----- TASK MATERIAL

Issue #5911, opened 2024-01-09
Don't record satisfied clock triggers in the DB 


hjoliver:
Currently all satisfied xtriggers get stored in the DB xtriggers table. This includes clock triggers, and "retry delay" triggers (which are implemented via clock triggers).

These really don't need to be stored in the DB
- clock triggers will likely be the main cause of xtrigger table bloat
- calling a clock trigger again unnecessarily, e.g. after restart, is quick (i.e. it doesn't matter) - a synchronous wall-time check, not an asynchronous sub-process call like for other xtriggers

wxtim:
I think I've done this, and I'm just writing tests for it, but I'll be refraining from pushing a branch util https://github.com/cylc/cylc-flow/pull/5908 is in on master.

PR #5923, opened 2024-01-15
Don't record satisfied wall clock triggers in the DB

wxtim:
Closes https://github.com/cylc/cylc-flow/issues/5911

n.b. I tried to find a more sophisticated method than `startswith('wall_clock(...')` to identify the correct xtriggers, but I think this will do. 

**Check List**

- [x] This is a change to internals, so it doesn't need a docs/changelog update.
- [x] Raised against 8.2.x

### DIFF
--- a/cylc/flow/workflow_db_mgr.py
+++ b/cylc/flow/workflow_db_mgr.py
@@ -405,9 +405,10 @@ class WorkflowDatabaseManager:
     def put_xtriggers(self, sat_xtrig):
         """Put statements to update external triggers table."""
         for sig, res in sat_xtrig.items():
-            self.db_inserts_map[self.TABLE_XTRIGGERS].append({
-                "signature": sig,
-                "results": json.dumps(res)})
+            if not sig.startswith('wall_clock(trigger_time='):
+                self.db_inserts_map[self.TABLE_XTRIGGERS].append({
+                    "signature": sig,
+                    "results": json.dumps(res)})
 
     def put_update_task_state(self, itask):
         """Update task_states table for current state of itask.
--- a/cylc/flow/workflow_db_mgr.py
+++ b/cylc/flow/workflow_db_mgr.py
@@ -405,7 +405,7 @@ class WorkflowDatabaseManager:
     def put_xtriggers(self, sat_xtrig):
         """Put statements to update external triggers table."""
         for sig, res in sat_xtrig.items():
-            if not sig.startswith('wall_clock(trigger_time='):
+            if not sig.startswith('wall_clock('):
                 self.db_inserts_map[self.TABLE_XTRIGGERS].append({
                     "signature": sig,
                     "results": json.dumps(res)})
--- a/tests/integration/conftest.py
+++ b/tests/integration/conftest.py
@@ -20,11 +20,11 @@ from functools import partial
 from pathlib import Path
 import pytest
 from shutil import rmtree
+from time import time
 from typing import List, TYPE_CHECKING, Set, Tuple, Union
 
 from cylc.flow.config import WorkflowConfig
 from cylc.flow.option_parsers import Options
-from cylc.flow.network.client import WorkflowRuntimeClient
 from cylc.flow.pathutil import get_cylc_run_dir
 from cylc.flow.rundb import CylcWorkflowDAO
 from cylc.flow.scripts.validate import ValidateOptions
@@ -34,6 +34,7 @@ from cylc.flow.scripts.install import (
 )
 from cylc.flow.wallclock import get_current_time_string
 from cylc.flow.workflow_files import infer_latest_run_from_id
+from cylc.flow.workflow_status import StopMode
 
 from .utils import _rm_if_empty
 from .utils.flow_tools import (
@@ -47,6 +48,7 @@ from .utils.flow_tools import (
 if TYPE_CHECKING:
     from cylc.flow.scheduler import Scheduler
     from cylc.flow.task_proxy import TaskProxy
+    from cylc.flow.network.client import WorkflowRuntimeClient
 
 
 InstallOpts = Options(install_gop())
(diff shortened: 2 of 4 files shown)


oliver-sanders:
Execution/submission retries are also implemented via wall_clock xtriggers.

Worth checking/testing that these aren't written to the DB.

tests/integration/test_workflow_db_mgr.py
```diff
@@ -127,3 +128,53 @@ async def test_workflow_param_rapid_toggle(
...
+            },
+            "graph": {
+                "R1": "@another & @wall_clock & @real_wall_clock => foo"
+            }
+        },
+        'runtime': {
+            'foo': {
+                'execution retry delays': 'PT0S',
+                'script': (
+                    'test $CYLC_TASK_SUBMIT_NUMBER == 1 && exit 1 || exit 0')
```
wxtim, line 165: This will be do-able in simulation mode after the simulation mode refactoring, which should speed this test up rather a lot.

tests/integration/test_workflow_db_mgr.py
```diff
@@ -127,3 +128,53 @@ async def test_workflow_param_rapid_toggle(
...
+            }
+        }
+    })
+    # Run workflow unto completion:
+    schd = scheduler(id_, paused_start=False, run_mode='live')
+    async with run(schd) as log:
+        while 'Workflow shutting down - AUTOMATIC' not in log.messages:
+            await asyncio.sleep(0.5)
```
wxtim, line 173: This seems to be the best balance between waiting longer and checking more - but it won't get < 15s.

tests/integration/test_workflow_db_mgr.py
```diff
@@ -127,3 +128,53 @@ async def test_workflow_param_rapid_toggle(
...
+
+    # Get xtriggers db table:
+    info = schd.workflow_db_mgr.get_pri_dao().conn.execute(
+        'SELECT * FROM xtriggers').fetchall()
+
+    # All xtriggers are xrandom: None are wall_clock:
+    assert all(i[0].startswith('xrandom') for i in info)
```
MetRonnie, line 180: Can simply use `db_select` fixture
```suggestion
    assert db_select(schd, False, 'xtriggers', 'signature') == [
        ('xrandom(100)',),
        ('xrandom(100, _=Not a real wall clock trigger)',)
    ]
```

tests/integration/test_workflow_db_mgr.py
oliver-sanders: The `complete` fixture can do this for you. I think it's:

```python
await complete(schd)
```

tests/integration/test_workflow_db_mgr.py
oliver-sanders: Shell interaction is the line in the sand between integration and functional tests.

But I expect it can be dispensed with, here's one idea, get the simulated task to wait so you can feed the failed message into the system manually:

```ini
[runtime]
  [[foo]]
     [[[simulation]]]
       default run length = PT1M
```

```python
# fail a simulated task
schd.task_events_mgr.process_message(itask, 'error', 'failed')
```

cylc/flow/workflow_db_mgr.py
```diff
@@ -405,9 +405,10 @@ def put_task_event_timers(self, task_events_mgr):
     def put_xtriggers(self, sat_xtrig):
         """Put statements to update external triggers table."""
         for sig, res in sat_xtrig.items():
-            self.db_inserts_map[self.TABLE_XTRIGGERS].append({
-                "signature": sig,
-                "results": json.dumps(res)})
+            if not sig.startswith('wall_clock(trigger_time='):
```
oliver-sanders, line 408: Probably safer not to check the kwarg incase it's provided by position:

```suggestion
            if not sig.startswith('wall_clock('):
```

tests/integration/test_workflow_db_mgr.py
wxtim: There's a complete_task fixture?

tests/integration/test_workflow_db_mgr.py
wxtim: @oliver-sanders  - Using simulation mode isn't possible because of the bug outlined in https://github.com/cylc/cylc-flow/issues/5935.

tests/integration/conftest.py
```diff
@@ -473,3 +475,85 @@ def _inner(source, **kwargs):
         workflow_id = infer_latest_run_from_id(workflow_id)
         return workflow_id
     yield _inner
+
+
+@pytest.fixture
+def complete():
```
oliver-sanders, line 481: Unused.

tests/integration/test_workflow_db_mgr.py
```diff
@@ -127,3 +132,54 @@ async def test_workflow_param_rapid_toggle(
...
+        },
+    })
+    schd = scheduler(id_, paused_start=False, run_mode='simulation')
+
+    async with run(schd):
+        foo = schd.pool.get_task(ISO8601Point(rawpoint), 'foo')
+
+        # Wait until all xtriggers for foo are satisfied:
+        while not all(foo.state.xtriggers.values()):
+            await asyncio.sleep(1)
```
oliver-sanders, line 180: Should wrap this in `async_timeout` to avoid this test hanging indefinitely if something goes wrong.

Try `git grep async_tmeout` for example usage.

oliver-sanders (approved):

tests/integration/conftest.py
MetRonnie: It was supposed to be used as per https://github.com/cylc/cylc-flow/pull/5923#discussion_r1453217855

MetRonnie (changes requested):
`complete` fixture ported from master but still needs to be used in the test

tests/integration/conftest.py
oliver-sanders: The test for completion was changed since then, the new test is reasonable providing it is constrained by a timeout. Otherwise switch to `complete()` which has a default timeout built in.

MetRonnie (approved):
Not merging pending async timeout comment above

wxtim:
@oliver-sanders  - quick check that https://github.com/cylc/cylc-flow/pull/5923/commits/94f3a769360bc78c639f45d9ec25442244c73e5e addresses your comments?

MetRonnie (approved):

----------
----- TASK MATERIAL

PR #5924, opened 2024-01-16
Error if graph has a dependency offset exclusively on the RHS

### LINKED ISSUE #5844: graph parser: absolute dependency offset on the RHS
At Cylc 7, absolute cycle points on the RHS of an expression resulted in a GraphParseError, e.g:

----------

TRY IT >>
An exact copy of the lines above, from the one containing "from cylc.flow.wallclock import" down to the one containing "from cylc.flow.scheduler import" and including both, is the whole answer; retype it and nothing else.

PROBLEM SOLUTION >>
 from cylc.flow.wallclock import get_current_time_string
 from cylc.flow.workflow_files import infer_latest_run_from_id
+from cylc.flow.workflow_status import StopMode
 
 from .utils import _rm_if_empty
 from .utils.flow_tools import (
@@ -47,6 +48,7 @@ from .utils.flow_tools import (
 if TYPE_CHECKING:
     from cylc.flow.scheduler import Scheduler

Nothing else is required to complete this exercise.